PR #4979, opened 2026-06-22
[release-1.9] fix(e2e): fix orchestrator workflow deployment

rostalan:
## Description

On 1.9, orchestrator tests fail with timeout error, because workflow images do not exist.
This PR changes OSL channel from logic-operator-rhel8:alpha to logic-operator:stable and pins it to 1.37.2.
It also pins workflow images to 1.37.
And also unskips some skipped orchestrator jobs for 1.9.
And it also removes check for non-existing UI element that failed the tests ([RHDHBUGS-3363](https://redhat.atlassian.net/browse/RHDHBUGS-3363))

Fixes [RHDHBUGS-3383](https://redhat.atlassian.net/browse/RHDHBUGS-3383)
Also fixes [RHDHBUGS-3363](https://redhat.atlassian.net/browse/RHDHBUGS-3363)

## PR acceptance criteria

### DIFF
--- a/.ci/pipelines/utils.sh
+++ b/.ci/pipelines/utils.sh
@@ -500,11 +500,19 @@ waitfor_crunchy_postgres_k8s_operator() {
 # Installs the OpenShift Serverless Logic Operator (SonataFlow) from OpenShift Marketplace
 # Use waitfor_serverless_logic_ocp_operator to wait for the operator to be ready
 install_serverless_logic_ocp_operator() {
+  log::info "Installing Serverless Logic Operator from channel stable with startingCSV logic-operator.v1.37.2"
   install_subscription logic-operator openshift-operators stable logic-operator redhat-operators openshift-marketplace logic-operator.v1.37.2
 }
 
 waitfor_serverless_logic_ocp_operator() {
   check_operator_status 300 "openshift-operators" "OpenShift Serverless Logic Operator" "Succeeded"
+  local osl_csv_info
+  osl_csv_info=$(oc get csv -n openshift-operators -l operators.coreos.com/logic-operator.openshift-operators -o jsonpath='{.items[0].metadata.name} {.items[0].spec.version}' 2> /dev/null || true)
+  if [[ -n "${osl_csv_info}" ]]; then
+    log::info "Installed OSL CSV/version: ${osl_csv_info}"
+  else
+    log::warn "Unable to determine installed OSL CSV/version from openshift-operators namespace"
+  fi
 }
 
 # Installs the OpenShift Serverless Operator (Knative) from OpenShift Marketplace
@@ -1557,8 +1565,10 @@ deploy_orchestrator_workflows() {
 
   rm -rf "${workflow_dir}"
   git clone "${workflow_repo}" "${workflow_dir}"
+  log::info "Using serverless-workflows ref: ${workflow_repo_ref}"
   git -C "${workflow_dir}" fetch --depth=1 origin "${workflow_repo_ref}"
   git -C "${workflow_dir}" checkout --detach "${workflow_repo_ref}"
+  log::info "Checked out serverless-workflows commit: $(git -C "${workflow_dir}" rev-parse --short HEAD)"
 
   if [[ "$namespace" == "${NAME_SPACE_RBAC}" ]]; then
     local pqsl_secret_name="postgres-cred"
@@ -1643,8 +1653,10 @@ deploy_orchestrator_workflows_operator() {
 
   rm -rf "${workflow_dir}"
   git clone --depth=1 "${workflow_repo}" "${workflow_dir}"
+  log::info "Using serverless-workflows ref: ${workflow_repo_ref}"
   git -C "${workflow_dir}" fetch --depth=1 origin "${workflow_repo_ref}"
   git -C "${workflow_dir}" checkout --detach "${workflow_repo_ref}"
+  log::info "Checked out serverless-workflows commit: $(git -C "${workflow_dir}" rev-parse --short HEAD)"
 
   # Wait for backstage and sonata flow pods to be ready before continuing
   wait_for_deployment $namespace backstage-psql 15
--- a/.ci/pipelines/utils.sh
+++ b/.ci/pipelines/utils.sh
@@ -1553,7 +1553,8 @@ get_previous_release_value_file() {
   fi
 }
 
-readonly SERVERLESS_WORKFLOWS_DEFAULT_REF="daeeee8dec16beab6d96a81774ef500081a2c2b0"
+: "${SERVERLESS_WORKFLOWS_DEFAULT_REF:=daeeee8dec16beab6d96a81774ef500081a2c2b0}"
+readonly SERVERLESS_WORKFLOWS_DEFAULT_REF
 
 checkout_serverless_workflows_ref() {
   local workflow_dir=$1
--- a/.ci/pipelines/utils.sh
+++ b/.ci/pipelines/utils.sh
@@ -378,7 +378,7 @@ install_subscription() {
   package=$4          # Package name of the operator
   source_name=$5      # Name of the source catalog
   source_namespace=$6 # Source namespace (typically openshift-marketplace or olm)
-  starting_csv=$7     # Optional starting CSV to pin subscription install
+  starting_csv=${7:-} # Optional starting CSV to pin subscription install
   starting_csv_line=""
   if [[ -n "$starting_csv" ]]; then
     starting_csv_line="  startingCSV: $starting_csv"
--- a/.ci/pipelines/utils.sh
+++ b/.ci/pipelines/utils.sh
@@ -500,8 +500,9 @@ waitfor_crunchy_postgres_k8s_operator() {
 # Installs the OpenShift Serverless Logic Operator (SonataFlow) from OpenShift Marketplace
 # Use waitfor_serverless_logic_ocp_operator to wait for the operator to be ready
 install_serverless_logic_ocp_operator() {
-  log::info "Installing Serverless Logic Operator from channel stable with startingCSV logic-operator.v1.37.2"
-  install_subscription logic-operator openshift-operators stable logic-operator redhat-operators openshift-marketplace logic-operator.v1.37.2
+  local osl_starting_csv="${OSL_STARTING_CSV:-logic-operator.v1.37.2}"
+  log::info "Installing Serverless Logic Operator from channel stable with startingCSV ${osl_starting_csv}"
+  install_subscription logic-operator openshift-operators stable logic-operator redhat-operators openshift-marketplace "${osl_starting_csv}"
 }
 
 waitfor_serverless_logic_ocp_operator() {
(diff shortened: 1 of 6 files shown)


lholmquist:
@rostalan i recently push updated images for these four workflows and tagged them as `osl_1_38`

* [serverless-workflow-greeting](https://quay.io/repository/orchestrator/serverless-workflow-greeting)
* [serverless-workflow-sample-retry-test](https://quay.io/repository/orchestrator/serverless-workflow-sample-retry-test)
* [serverless-workflow-test-object-type-uiprops](https://quay.io/repository/orchestrator/serverless-workflow-test-object-type-uiprops)
* [fail-switch](https://quay.io/repository/orchestrator/fail-switch)


i'm not sure if those are the workflows that were timing out or not. i know there was another slack thread that mentioned those

rostalan:
> @rostalan i recently push updated images for these four workflows and tagged them as `osl_1_38`
> 
>     * [serverless-workflow-greeting](https://quay.io/repository/orchestrator/serverless-workflow-greeting)
> 
>     * [serverless-workflow-sample-retry-test](https://quay.io/repository/orchestrator/serverless-workflow-sample-retry-test)
> 
>     * [serverless-workflow-test-object-type-uiprops](https://quay.io/repository/orchestrator/serverless-workflow-test-object-type-uiprops)
> 
>     * [fail-switch](https://quay.io/repository/orchestrator/fail-switch)
> 
> 
> i'm not sure if those are the workflows that were timing out or not. i know there was another slack thread that mentioned those

Hey @lholmquist, thanks, 
I am not sure this helps here, since the release-1.9 branch is still using osl 1.36.1 ([via alpha channel of logic-operator-rhel8](https://github.com/redhat-developer/rhdh/blob/8f5b348c88f47bcf6c8d8e8afb738f09b31f2617/.ci/pipelines/utils.sh#L497)) and the decision was made yesterday to pin it to 1.37. 

It might however have an impact for main and 1.10, where we are currently resolving to osl 1.38 afaik. 
Not sure if there are any guards/warnings in place against using older workflow images (probably no?) and not sure how compatible the older images are with newer osl, since we keep seeing a lot of orchestrator related failures recently.

Will update this PR to pin the osl version to 1.37.2.

polasudo:
## CI Medic: Root Cause Analysis

The `pull-ci-redhat-developer-rhdh-release-1.9-e2e-ocp-helm` job failed before any tests ran.

**Root cause:** `.ci/pipelines/utils.sh` line 381 references bare `$7` (`starting_csv=$7`) but 4 of 5 callers of `install_subscription()` only pass 6 arguments. With `set -o nounset` (set in `openshift-ci-tests.sh` line 5), this is a fatal "unbound variable" error.

The crash happened during OpenShift Pipelines operator installation (`install_pipelines_operator` at line 968), which calls `install_subscription` with only 6 args.

**Callers affected:**
| Line | Caller | Args |
|------|--------|------|
| 457 | `install_crunchy_postgres_ocp_operator` | 6 (crashes) |
| 480 | `install_crunchy_postgres_k8s_operator` | 6 (crashes) |
| 503 | `install_serverless_logic_ocp_operator` | **7** (OK) |
| 513 | `install_serverless_ocp_operator` | 6 (crashes) |
| 968 | `install_pipelines_operator` | 6 (crashes) |

**Fix:** Change line 381 from:
```bash
starting_csv=$7
```
to:
```bash
starting_csv=${7:-}
```

This makes the 7th parameter optional with an empty default, which is the correct behavior since only the serverless logic operator needs CSV pinning.

e2e-tests/playwright/support/pages/orchestrator.ts
```diff
@@ -327,18 +330,31 @@ export class Orchestrator {
...
+      await expect
+        .poll(
+          async () => {
+            const completedVisible = await completedStatusIcon
+              .isVisible()
+              .catch(() => false);
+            const timestampVisible = await completionTimestamp
+              .isVisible()
+              .catch(() => false);
+            return completedVisible && timestampVisible;
```
gustavolira, line 350: This poll dropped the `SuccessOutlinedIcon` check the old code asserted (commit 6 removed it). With it gone, nothing here verifies the run actually succeeded - only that the "Completed" label and timestamp rendered. If the icon was just flaky, fair enough, but should we still assert success somewhere so a failed-but-labeled-Completed run can't slip through?

e2e-tests/playwright/e2e/plugins/orchestrator/failswitch-workflow.spec.ts
```diff
@@ -148,8 +150,37 @@ async function getHttpbinValue(ns: string): Promise<string | undefined> {
...
+        "sonataflow",
+        "failswitch",
+        "-o",
+        "jsonpath={.spec.podTemplate.container.env}",
+      ])
+    ).trim();
+    if (raw && raw !== "null") {
+      existing = JSON.parse(raw) as EnvEntry[];
+    }
+  } catch {
```
gustavolira: If this `oc get` throws, `existing` stays `[]` and the patch below replaces the container's entire `env` with just HTTPBIN, dropping everything else. The comment says best-effort, but a silent read failure here quietly wipes the env. Can we at least `console.warn` in the catch so it's visible, or bail out instead of patching with an empty base?

.ci/pipelines/utils.sh
```diff
@@ -1544,12 +1558,17 @@ deploy_orchestrator_workflows() {
   local release_name=$2
 
   local workflow_repo="https://github.com/rhdhorchestrator/serverless-workflows.git"
+  local workflow_repo_ref="${SERVERLESS_WORKFLOWS_REF:-daeeee8dec16beab6d96a81774ef500081a2c2b0}"
```
gustavolira: This ref-pinning block - including the default SHA `daeeee8...` - is duplicated verbatim in `deploy_orchestrator_workflows_operator` below. Worth pulling the default into a single `readonly SERVERLESS_WORKFLOWS_DEFAULT_REF` (and maybe a small `checkout_workflows_ref` helper) so the two can't drift. Side note: this function does a full `git clone` while the operator one uses `--depth=1` - since both immediately fetch the pinned SHA, the full clone just makes CI slower.

.ci/pipelines/utils.sh
```diff
@@ -1544,12 +1558,17 @@ deploy_orchestrator_workflows() {
...
   local workflow_dir="${DIR}/serverless-workflows"
   local failswitch_manifests="${workflow_dir}/workflows/fail-switch/src/main/resources/manifests/"
   local greeting_manifests="${workflow_dir}/workflows/greeting/manifests/"
 
   rm -rf "${workflow_dir}"
   git clone "${workflow_repo}" "${workflow_dir}"
+  log::info "Using serverless-workflows ref: ${workflow_repo_ref}"
+  git -C "${workflow_dir}" fetch --depth=1 origin "${workflow_repo_ref}"
```
gustavolira: These aren't guarded - if the fetch of the pinned SHA fails, the script keeps going and `checkout --detach` runs against whatever the clone left checked out, so tests silently run on the wrong workflow version. Given this PR is specifically about pinning that version, I'd fail fast here: `... || { log::error "failed to fetch workflows ref ${workflow_repo_ref}"; return 1; }`.

.ci/pipelines/utils.sh
```diff
@@ -494,11 +500,19 @@ waitfor_crunchy_postgres_k8s_operator() {
 # Installs the OpenShift Serverless Logic Operator (SonataFlow) from OpenShift Marketplace
 # Use waitfor_serverless_logic_ocp_operator to wait for the operator to be ready
 install_serverless_logic_ocp_operator() {
-  install_subscription logic-operator-rhel8 openshift-operators alpha logic-operator-rhel8 redhat-operators openshift-marketplace
+  log::info "Installing Serverless Logic Operator from channel stable with startingCSV logic-operator.v1.37.2"
+  install_subscription logic-operator openshift-operators stable logic-operator redhat-operators openshift-marketplace logic-operator.v1.37.2
```
gustavolira: The startingCSV `logic-operator.v1.37.2` is hard-coded, but the workflow ref further down honors `${SERVERLESS_WORKFLOWS_REF:-...}`. Same kind of version pin, two different override stories - mind making this `${OSL_STARTING_CSV:-logic-operator.v1.37.2}` too so a bump doesn't need a code change?

e2e-tests/playwright/e2e/plugins/orchestrator/greeting-workflow.spec.ts
```diff
@@ -6,7 +6,7 @@ import { skipIfJobName } from "../../../utils/helper";
 import { JOB_NAME_PATTERNS } from "../../../utils/constants";
 
 test.describe("Orchestrator greeting workflow tests", () => {
-  // TODO: https://issues.redhat.com/browse/RHDHBUGS-2184 fix orchestrator tests on Operator deployment
+  // skipping orchestrator tests on Operator deployment for 1.9
```
gustavolira: nit: this dropped the RHDHBUGS-2184 link the old comment had. Without it there's nothing tying the skip back to a tracking issue for when it can be re-enabled - can we keep the reference?

e2e-tests/playwright/e2e/plugins/orchestrator/workflow-all-runs-validations.spec.ts
```diff
@@ -6,7 +6,7 @@ import { skipIfJobName } from "../../../utils/helper";
 import { JOB_NAME_PATTERNS } from "../../../utils/constants";
 
 test.describe("Orchestrator Workflow Runs tests", () => {
-  // TODO: https://issues.redhat.com/browse/RHDHBUGS-2184 fix orchestrator tests on Operator deployment
+  // skipping orchestrator tests on Operator deployment for 1.9
```
gustavolira: nit: same as greeting-workflow - keeping the RHDHBUGS-2184 link here would make it clear why this stays skipped and when to revisit.

e2e-tests/playwright/e2e/plugins/orchestrator/failswitch-workflow.spec.ts
```diff
@@ -148,8 +150,37 @@ async function getHttpbinValue(ns: string): Promise<string | undefined> {
...
+        ns,
+        "get",
+        "sonataflow",
+        "failswitch",
+        "-o",
+        "jsonpath={.spec.podTemplate.container.env}",
+      ])
+    ).trim();
+    if (raw && raw !== "null") {
+      existing = JSON.parse(raw) as EnvEntry[];
```
gustavolira: nit: `as EnvEntry[]` trusts the jsonpath output blindly - if it's ever not an array, the `findIndex` below throws. An `Array.isArray(parsed)` guard before assigning would keep the best-effort intent.

e2e-tests/playwright/e2e/plugins/orchestrator/failswitch-workflow.spec.ts
```diff
@@ -166,28 +197,23 @@ async function patchHttpbin(ns: string, value: string): Promise<void> {
...
-    "-l",
-    "app.kubernetes.io/name=failswitch",
-    "--timeout=5s",
-  ];
-  await LogUtils.executeCommandWithRetries("oc", waitArgs, 5);
+    "rollout",
+    "status",
+    "deployment",
+    "failswitch",
+    "--timeout=60s",
```
gustavolira, line 232: nit: `--timeout=60s` here (vs the old 5s x 5 retries) could use a one-line note on why 60s - the surrounding orchestrator specs tend to justify their timeouts.

gustavolira (approved):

________________________________________

Required action – Which lines above contain the word "object"? Copy each one.

Task answer –
* [serverless-workflow-test-object-type-uiprops](https://quay.io/repository/orchestrator/serverless-workflow-test-object-type-uiprops)
>     * [serverless-workflow-test-object-type-uiprops](https://quay.io/repository/orchestrator/serverless-workflow-test-object-type-uiprops)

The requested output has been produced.